Abstract

In this investigation, the influence of hyperbaric oxygen (HBO) therapy on the survival of a replanted extremity subjected to prolonged warm ischaemia is evaluated. Among the relative contraindications to replantation are prolonged warm ischaemia time, since an obstruction to blood reflow ('no-reflow phenomenon') may occur in amputated parts that are subjected to more than 6h of warm ischaemia. Twenty-three rat hindlimbs were amputated and subjected to 4h of normothermic ischaemia. The average weight of the animals was 500 gm, and re-plantation of the hindlimb was performed by bone fixation followed by microvascular anastomosis of the femoral vessels. Limb re-vascularisation was confirmed at the end of all procedures by the milk test, clinical assessment and pulse oximetry recordings (>90%).

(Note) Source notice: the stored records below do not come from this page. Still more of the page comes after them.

PR #332, opened 2018-02-07
Genesisprotocol : Make it YES/NO voting only

orenyodfat:
- Currently there is only  YES/NO voting choices. (NUM_OF_CHOICES is 2).
- Abstain (0) - cannot be voted.
- properly delete proposal on quorum vote.
- VotesStatus interface function changed to VoteStatus.

### DIFF
--- a/contracts/VotingMachines/AbsoluteVote.sol
+++ b/contracts/VotingMachines/AbsoluteVote.sol
@@ -206,15 +206,13 @@ contract AbsoluteVote is IntVoteInterface {
     }
 
     /**
-     * @dev votesStatus returns the number of yes, no, and abstain and if the proposal is ended of a given proposal id
+     * @dev voteStatus returns the reputation voted for a proposal for a specific voting choice.
      * @param _proposalId the ID of the proposal
-     * @return votes array of votes for each choice
+     * @param _choice the index in the
+     * @return voted reputation for the given choice
      */
-    function votesStatus(bytes32 _proposalId) public view returns(uint[11] votes) {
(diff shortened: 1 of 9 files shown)


orenyodfat:
@dkent600 
re 

> Why have MAX_NUM_OF_CHOICES if it can't ever be other-than 2?
Should the _numOfChoices argument in propose be removed?

It is NUM_OF_CHOICES  not MAX_NUM_OF_CHOICES 
propose is an interface function for IntVoteInterface . It keeping the same interface.

orenyodfat:
> The caller of voteStatus needs to be able to know how many items are in the returned array.
If voteStatus is going to always return an array with MAX_NUM_OF_CHOICES + 1 items (which make no sense to me in any case), then the caller needs to know the value of MAX_NUM_OF_CHOICES.
But MAX_NUM_OF_CHOICES is not public.
Perhaps this is moot now, but if you're going to retain the code that makes it seem like MAX_NUM_OF_CHOICES could someday change, that makes it seem like there is truly a choice in proposal.numOfChoices (though at the moment I don't think truly is) then I think we need to give the user some way to know MAX_NUM_OF_CHOICES at runtime.
(But I think a better change would to make voteStatus always return an array of size proposal.numOfChoices + 1.)

Please take a look on carefully on the pr .
voteStatus does not return array.

dkent600:
Sorry, indeed I hadn't looked at all the changes.

dkent600:
I do have another question:  Should NO and YES be public?

dkent600:
Do we still need `getNumberOfChoices`?

PR #348, opened 2018-02-13
avatar : revert if delegatecall return false

orenyodfat:
Due to the fact that delegatecall method never throw an exception, but will return false if the call encounters an exception.

### DIFF
--- a/contracts/controller/Avatar.sol
+++ b/contracts/controller/Avatar.sol
@@ -58,10 +58,12 @@ contract Avatar is Ownable {
     {
         GenericAction(_action, _params);
         // solium-disable-next-line security/no-low-level-calls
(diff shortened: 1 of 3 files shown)


contracts/controller/Avatar.sol
```diff
@@ -58,10 +58,12 @@ contract Avatar is Ownable {
     {
         GenericAction(_action, _params);
         // solium-disable-next-line security/no-low-level-calls
-        return _action.delegatecall(bytes4(keccak256("action(bytes32[])")),
+        bool ret = _action.delegatecall(bytes4(keccak256("action(bytes32[])")),
         uint256(32),// length of length of the array
         uint256(_params.length), // length of the array
         _params);                 // array itself);
+        require(ret);
+        return ret;
```
leviadam: `return true`?

PR #349, opened 2018-02-13
Set a fixed version of solidity without the caret

### LINKED ISSUE #343: set a fixed version of solidity without the caret e.g 0.4.19.
Specifying a pragma version with the caret symbol (^) up front tells the compiler to use any version of solidity bigger than the version mentioned  .
This is not a good practice since there could be major changes between versions that would make the code unstable.

orenyodfat:
resolve #343


dev-matan-tsuberi:
See https://github.com/daostack/arc/issues/343 discussion.

PR #357, opened 2018-02-14
Moved `zeppelin-solidity` to deps, moved `cross-conf-env` to devDeps

dev-matan-tsuberi:
Since we want users to import `.sol` contracts and compile them from source, we need to have `zeppelin-solidity` as a dep and not devDep, otherwise users would not be able to compile.

Also `cross-conf-env` should be a devDep.

**Please republish npm package after merging this PR.**

### DIFF
--- a/package.json
+++ b/package.json
@@ -37,6 +37,7 @@
     "babel-preset-es2015": "^6.24.1",
     "babel-register": "^6.26.0",
     "bignumber.js": "^5.0.0",
+    "cross-conf-env": "^1.1.2",
     "default-options": "^1.0.0",
     "eslint": "^4.17.0",
     "eslint-config-defaults": "^9.0.0",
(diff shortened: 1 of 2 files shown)


package.json
```diff
@@ -62,8 +63,7 @@
     "web3-typescript-typings": "^0.9.8",
     "web3-utils": "^1.0.0-beta.29",
     "when": "^3.7.8",
-    "yargs": "^11.0.0",
-    "zeppelin-solidity": "^1.6.0"
+    "yargs": "^11.0.0"
```
orenyodfat: do we need yargs ?

dev-matan-tsuberi: not anymore actually, since https://github.com/daostack/arc/pull/347

dev-matan-tsuberi: updated: https://github.com/daostack/arc/pull/357/commits/3acbe39c04b10f6f5699e96068865757c15aaea7

dev-matan-tsuberi:
@orenyodfat Can you please republish the npm package?

PR #369, opened 2018-02-19
GenesisProtocol enhancement 

orenyodfat:
- Add validity checks for orgs params. 
- Require stake amount > 0.
- Tests.
- Refactor execute function.


dev-matan-tsuberi:
Consider specifying those `require`ments in the docs strings, so that people are aware.

PR #377, opened 2018-02-21
Add _param to ProposalExecution  events

### LINKED ISSUE #372: `ChangeUpgradeSchemeProposal` `newUpgradeScheme` parameter should be preceded with an underscore
To be consistent with every other event parameter in Arc, the `ChangeUpgradeSchemeProposal` `newUpgradeScheme` parameter should be preceded with an underscore.

### LINKED ISSUE #376: UpgradeScheme and VestingScheme don't fire ProposalExecuted
Both UpgradeScheme and VestingScheme declare ProposalExecuted but don't fire it.

Further:  VestingScheme declares it without _proposalId as a parameter.  _proposalId is a parameter on that event everywhere else and we should be consistent.

orenyodfat:
GenesisProtocol : extend ExecuteProposal event.

resolve #376 
resolve #372

### DIFF
--- a/contracts/VotingMachines/GenesisProtocol.sol
+++ b/contracts/VotingMachines/GenesisProtocol.sol
@@ -13,6 +13,8 @@ contract GenesisProtocol is IntVoteInterface,UniversalScheme,GenesisProtocolForm
     using SafeMath for uint;
 
     enum ProposalState { Closed, Executed, PreBoosted,Boosted,QuietEndingPeriod }
+    enum ExecutionState { None, PreBoostedTimeOut, PreBoostedBarCrossed, BoostedTimeOut,BoostedBarCrossed }
+
     //Organization's parameters
     struct Parameters {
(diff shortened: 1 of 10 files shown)


contracts/VotingMachines/GenesisProtocol.sol
```diff
@@ -66,7 +68,7 @@ contract GenesisProtocol is IntVoteInterface,UniversalScheme,GenesisProtocolForm
     }
 
     event NewProposal(bytes32 indexed _proposalId, uint _numOfChoices, address _proposer, bytes32 _paramsHash);
-    event ExecuteProposal(bytes32 indexed _proposalId, uint _decision);
+    event ExecuteProposal(bytes32 indexed _proposalId, uint _decision,uint _totalReputation,ExecutionState _executionState);
```
dkent600: Should AbsoluteVote have a corresponding change, at least with regard to returning reputation?  And is it possible to keep this event signature consistent across voting machines?

dkent600:
Can we have a new Arc package with this?

PR #389, opened 2018-03-02
extend ERC827 instead of StandardToken

dev-matan-tsuberi:
Increase GAS limit to 6600000
Add more gas to DAOCreatore.forgeOrg
DAOToken is not destructible any more.


orenyodfat:
Increase GAS limit to 6600000
Add more gas to DAOCreatore.forgeOrg
DAOToken is not destructible any more.

Alonski:
Just wondering. Why was destructable removed?

dev-matan-tsuberi:
[Token transfer and call scheme](https://trello.com/c/TMqBadLF/3-token-transfer-and-call-scheme)

dev-matan-tsuberi:
@Alonski 
Because it's unneeded and because it caused the weird error (god knows why).

PR #392, opened 2018-03-05
test for global uniqueness of proposalId's.

dev-matan-tsuberi:


test/votingMachine.js
```diff
@@ -0,0 +1,35 @@
...
+    const token = await StandardToken.new();
+    const rep = await Reputation.new();
+    const absolute = await AbsoluteVote.new();
+    const genesis = await GenesisProtocol.new(token.address);
+    const quorum = await QuorumVote.new(token.address);
+    const avatar = await Avatar.new('name', helpers.NULL_ADDRESS, rep.address);
+    const executable = await ExecutableTest.new();
+
+    const absoluteParams = await absolute.setParameters.call(rep.address,50,true);
+    await absolute.setParameters.sendTransaction(rep.address,50,true);
```
orenyodfat: why sendTransaction and not just setParameters ? 
it will be nice to keep consistency for with all other tests.

test/votingMachine.js
```diff
@@ -0,0 +1,35 @@
...
+
+    const absoluteProposalId = await absolute.propose(5, absoluteParams, avatar.address, executable.address,accounts[0]);
+    const genesisProposalId = await genesis.propose(2, genesisParams, avatar.address, executable.address,accounts[0]);
+    const quorumProposalId = await quorum.propose(5, quoromParams, avatar.address, executable.address,accounts[0]);
+
+    assert(absoluteProposalId !== genesisProposalId, 'AbsoluteVote gives the same proposalId as GenesisProtocol');
+    assert(genesisProposalId !== quorumProposalId, 'GenesisProtocol gives the same proposalId as QuorumVote');
+    assert(quorumProposalId !== absoluteProposalId, 'QuorumVote gives the same proposalId as AbsoluteVote');
+  });
+});
```
orenyodfat: how about adding a test which compare proposalIDs  from two different instances of the same voting machine ?

dev-matan-tsuberi: Yes, this should be done within each voting machine test. It may already be guaranteed by existing tests actually.

orenyodfat: could you please add links to these tests ?

test/votingMachine.js
dev-matan-tsuberi: when you do a `absolute.setParameters(..)` you let web3.js decide whether to `call` or to `sendTransaction`. In this case I think it's better to explicitly write that the first line only get's the result of the function and the second one actually changes the state of the contract.

test/votingMachine.js
dev-matan-tsuberi: I don't know if there are, I said maybe.

dev-matan-tsuberi: For example, I'm pretty sure some tests in `quoromVote.js` would not pass if `proposalIds` were not unique per instance.

test/votingMachine.js
orenyodfat: This is true if you are writing  raw requests via web3.js to the Ethereum network yourself.
Truffle is taking care of that (choosing between 'call' or  'sendTransaction' ) according to what the func is doing (write or read data).
I would ommit  'sendTransaction' for this case.

dev-matan-tsuberi: updated: https://github.com/daostack/arc/pull/392/commits/ae904a0b4448b164af79ca781b211892d8d5cc98

PR #394, opened 2018-03-05
Remove an Unnecessary Import

ritzdorf:
This changes removes the import of Controller from the Avatar. This 
import seems to be unused as Controller is never referenced within
Avatar. Additionally, the circular dependency between Avatar and
Controller can be eliminated by removing this import.

All tests pass.


orenyodfat:
This is already address at #393

ritzdorf:
Sorry.

PR #412, opened 2018-03-14
Absolutevote : add refreshReputation function

orenyodfat:
- Add refreshReputation function can be called by one to refresh the reputation votes for a given proposal and list of voters during voting process. 

- Correct vesting and upgrade schemes permission at test and test migration script.

### DIFF
--- a/contracts/VotingMachines/AbsoluteVote.sol
+++ b/contracts/VotingMachines/AbsoluteVote.sol
@@ -36,6 +36,8 @@ contract AbsoluteVote is IntVoteInterface {
     event ExecuteProposal(bytes32 indexed _proposalId, uint _decision, uint _totalReputation);
     event VoteProposal(bytes32 indexed _proposalId, address indexed _voter, uint _vote, uint _reputation, bool _isOwnerVote);
     event CancelVoting(bytes32 indexed _proposalId, address indexed _voter);
+    event RefreshReputation(bytes32 indexed _proposalId, address indexed _voter,uint _reputation);
+
 
     mapping(bytes32=>Parameters) public parameters;  // A mapping from hashes to parameters
     mapping(bytes32=>Proposal) public proposals; // Mapping from the ID of the proposal to the proposal itself.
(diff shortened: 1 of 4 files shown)


contracts/VotingMachines/AbsoluteVote.sol
```diff
@@ -232,6 +234,37 @@ contract AbsoluteVote is IntVoteInterface {
...
+     */
+    function refreshReputation(bytes32 _proposalId, address[] _voters) public returns(bool) {
+        Proposal storage proposal = proposals[_proposalId];
+        Parameters memory params = parameters[proposal.paramsHash];
+
+        for (uint i = 0; i < _voters.length; i++) {
+            Voter storage voter = proposal.voters[_voters[i]];
+             //check that the voters already votes.
+            if (voter.reputation > 0) {
+                //if the reputation change..so update.
```
leviadam: Fix comment.

contracts/VotingMachines/AbsoluteVote.sol
```diff
@@ -232,6 +234,37 @@ contract AbsoluteVote is IntVoteInterface {
...
+                if (rep > voter.reputation) {
+                    proposal.votes[voter.vote] = proposal.votes[voter.vote].add(rep - voter.reputation);
+                    proposal.totalVotes = (proposal.totalVotes).add(rep - voter.reputation);
+                  } else if (rep < voter.reputation) {
+                    proposal.votes[voter.vote] = proposal.votes[voter.vote].sub(voter.reputation - rep);
+                    proposal.totalVotes = (proposal.totalVotes).sub(voter.reputation - rep);
+                  }
+                if (rep != voter.reputation) {
+                    voter.reputation = rep;
+                    RefreshReputation(_proposalId,_voters[i],rep);
```
leviadam: `return true`?

contracts/VotingMachines/AbsoluteVote.sol
orenyodfat: fixed at 3f8f14f

contracts/VotingMachines/AbsoluteVote.sol
orenyodfat: fixed at 3f8f14f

Eleven animals served as a control group and no further therapy was instituted, whereas 12 animals served as the study (replantation) group and were subjected to HBO therapy for 3 days postoperatively. The therapy was conducted in a large animal chamber for 90 min at 2.5 ata. Limb survival was assessed by capillary refill upon compression, skin turgor assessment and colour. Confirmation of clinical findings was conducted with daily pulse oximetry readings of >90%. Animals were followed up for 7 days at which point all animals were euthanized or were euthanized earlier if a non-viable limb was present. Two of the 11 limbs in the control group survived following re-plantation, whereas eight of the 12 limbs in the experimental HBO group survived at least 7 days following replantation. This difference was statistically significant (p=0.0361) using chi-square analysis and Fisher's exact test. Although re-plantation of an amputated extremity after prolonged warm ischaemia is considered a relative contraindication due to the possibility of poor outcomes, our results indicate that the window for replantation may be increased if adjunctive HBO therapy is employed in the postoperative period.